Because Python caches and reuses small integers and small strings, as mentioned earlier, the object 42 here is probably not literally reclaimed; instead, it will likely remain in a system table to be reused the next time you generate a 42 in your code.
>>> L = [1, 2, 3]
>>> M = [1, 2, 3] # M and L reference different objects
>>> L == M # Same values
True
>>> L is M # Different objects
False
The first technique here, the == operator, tests whether the two referenced objects have the same values; this is the method almost always used for equality checks in Python. The second method, the is operator, instead tests for object identity—it returns True only if both names point to the exact same object Now, watch what happens when we perform the same operations on small numbers:
>>> X = 42
>>> Y = 42 # Should be two different objects
>>> X == Y
True
>>> X is Y # Same object anyhow: caching at work!
True
In this interaction, X and Y should be == (same value), but not is (same object) because we ran two different literal expressions (42). Because small integers and strings are cached and reused, though, is tells us they reference the same single object. In fact, if you really want to look under the hood, you can always ask Python how many references there are to an object: the getrefcount function in the standard sys module returns the object’s reference count.
>>> import sys
>>> sys.getrefcount(1) # 647 pointers to this shared piece of memory
647
Test Your Knowledge
Q1 - Consider the following three statements. Do they change the value printed for A?
A = "spam"
B = A
B = "shrubbery"
No: A still prints as "spam". When B is assigned to the string "shrubbery", all that happens is
that the variable B is reset to point to the new string object. A and B initially share
(i.e., reference/point to) the same single string object "spam", but two names are never linked
together in Python. Thus, setting B to a different object has no effect on A. The same would be
true if the last statement here were B = B + 'shrubbery', by the way—the concatenation would make
a new object for its result, which would then be assigned to B only. We can never overwrite a
string (or number, or tuple) in place, because strings are immutable.

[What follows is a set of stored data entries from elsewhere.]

PR #3631, opened 2021-08-12
GHA: extrinsic ordering, new filter to generate a summary

chevdor:
In #3620, a new Github Worflow was added to compare metadata between releases and catch changes that need to trigger a transaction version bump.

This PR appends a new `Summary` section where the *interesting* changes are highlighted (= the changes that needs special attention such as removal, index changes and indexes decreasing).

A sample output can be seen [here](https://github.com/chevdor/polkadot/runs/3311714422?check_suite_focus=true). Note that the CI run in this example was run to compare Westend and Kusama for the solely purpose to show case while working on more differences.

The summary for this (fantasy) run looks like:

------------------------------ SUMMARY ------------------------------- 
⚠️ This filter is here to help spotting changes that should be reviewed carefully. 
⚠️ It catches only index changes, deletions and index decreases. 
## Deletions
 14: [-] modules: Sudo, ParachainsConfiguration, ParasInclusion, ParasInherent, ParasScheduler

## Index changes
 27: [Identity] idx: 17 -> 25 (calls: 15, storage: 4)
28: [Recovery] idx: 18 -> 27 (calls: 9, storage: 3)
29: [Vesting] idx: 19 -> 28 (calls: 4, storage: 1)
30: [Scheduler] idx: 20 -> 29 (calls: 6, storage: 3)
31: [Proxy] idx: 22 -> 30 (calls: 10, storage: 2)
32: [Multisig] idx: 23 -> 31 (calls: 4, storage: 2)
33: [ElectionProviderMultiPhase] idx: 24 -> 37 (calls: 4, storage: 10)
36: [Paras] idx: 47 -> 56 (calls: 5, storage: 13 -> 17)
38: [Registrar] idx: 60 -> 70 (calls: 6, storage: 3)
39: [Slots] idx: 61 -> 71 (calls: 3, storage: 1)
40: [Auctions] idx: 63 -> 72 (calls: 3, storage: 4)
41: [Crowdloan] idx: 64 -> 73 (calls: 8, storage: 4)

## Decreases
 n/a 
----------------------------------------------------------------------

### DIFF
--- a/.github/workflows/extrinsic-ordering-check-from-bin.yml
+++ b/.github/workflows/extrinsic-ordering-check-from-bin.yml
@@ -6,7 +6,7 @@ on:
     inputs:
       reference_url:
         description: The WebSocket url of the reference node
-        default: wss://rpc.polkadot.io
+        default: wss://kusama-rpc.polkadot.io
         required: true
       binary_url:
         description: A url to a Linux binary for the node containing the runtime to test
@@ -14,7 +14,7 @@ on:
         required: true
       chain:
         description: The name of the chain under test. Usually, you would pass a local chain
-        default: polkadot-local
+        default: kusama-local
         required: true
 
 jobs:
@@ -27,6 +27,8 @@ jobs:
       REF_URL: ${{github.event.inputs.reference_url}}
 
     steps:
+      - uses: actions/checkout@v2
+
       - name: Fetch binary
         run: |
           echo Fetching $BIN_URL
@@ -46,17 +48,26 @@ jobs:
           echo "Date: $(date)" >> output.txt
           echo "Reference: $REF_URL" >> output.txt
           echo "Target version: $VERSION" >> output.txt
-          echo "-------------------------------------------" >> output.txt
+          echo "Chain: $CHAIN" >> output.txt
+          echo "----------------------------------------------------------------------" >> output.txt
+
+      - name: Pull polkadot-js-tools image
+        run: docker pull jacogr/polkadot-js-tools
 
       - name: Compare the metadata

Q2 - Consider these three statements. Do they change the printed value of A?
A = ["spam"]
B = A
B[0] = "shrubbery"
Yes: A now prints as ["shrubbery"]. Technically, we haven’t really changed either A or B; instead,
we’ve changed part of the object they both reference (point to) by overwriting that object in
place through the variable B. Because A references the same object as B, the update is reflected
in A as well.
Q3 - How about these—is A changed now?
A = ["spam"]
B = A[:]
B[0] = "shrubbery"
No: A still prints as ["spam"]. The in-place assignment through B has no effect this time because
the slice expression made a copy of the list object before it was assigned to B. After the second
assignment statement, there are two different list objects that have the same value (in Python,
we say they are ==, but not is). The third statement changes the value of the list object pointed
to by B, but not that pointed to by A.